First Lego League an der FH Kiel Stein auf Stein - Ideen für das Bauen der Zukunft

Bauen was das Zeug hält, heißt es am 30. November in Kiel. Denn dann richtet das RobertaRegioZentrum der Fachhochschule Kiel bereits zum sechsten Mal einen der Regionalwettbewerbe der »First Lego League« (FLL) aus. 2019 steht die Zukunft des Bauens im Mittelpunkt.

Städte und Gemeinden lebenswert und nachhaltig zu gestalten, ist eine Zukunftsaufgabe, an der alle teilhaben können. Auch die Schüler-Teams, die am Forschungs- und Roboterprogramm »First Lego League« (FLL) teilnehmen, stellen sich in diesem Jahr dieser Herausforderung und gestalten das »Bauen der Zukunft«. Dazu sollen sie Ideen entwickeln, wie sich Transport, Umwelt und Architektur nachhaltig entwickeln lassen, sodass Städte und Dörfer für alle Menschen lebenswert sind und es auch lange bleiben.

Unter der Schirmherrschaft der Bundesministerin für Bildung und Forschung, Anja Karliczek, setzen sich Schüler und Schülerinnen zwischen 9 und 16 Jahren im Rahmen des Bildungsprogramms mit Stadtentwicklern, Architekten sowie Umweltingenieuren und deren Tätigkeiten auseinander. So sollen sie sich Themen wie Verkehr, Barrierefreiheit und sogar Naturkatastrophen annähern und Lösungen für die Herausforderungen moderner Architektur- und Stadtentwicklung entwickeln.
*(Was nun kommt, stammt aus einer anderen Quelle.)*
PR #301, opened 2026-02-27
Add `signadot auth token` command

scott-cotton:
## Summary
- Adds \`signadot auth token\` subcommand that prints the bearer token to stdout (no newline) for scripting and piping
- Returns the cached token if still valid; refreshes transparently via the existing \`checkKeyringAuth\` flow only when expired
- Errors with a clear message when using API key auth (no bearer token involved)
- Errors when not authenticated

## Test plan
- [x] \`signadot auth token\` prints a valid bearer token after \`signadot auth login\`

Die Aufgaben für die die diesjährige Saison »CITY SHAPERSM – Gestaltet das Bauen der Zukunft« wurden am 1. August veröffentlicht. Um teilzunehmen, erhalten alle Teams neben einem selbst gewählten Forschungsauftrag außerdem themenbezogene Spielfeld mit 14 vorgegeben Aufgaben, die es mit einem selbst gebauten und programmierten Roboter zu lösen sind. Dabei müssen die Roboter, die auf dem Roboterkit »Lego Mindstorms« basiert, so programmiert sein, dass er selbstständig auf dem Spielfeld agiert. Bewertet werden von der Jury außerdem die Kategorien Roboterdesign und Teamwork.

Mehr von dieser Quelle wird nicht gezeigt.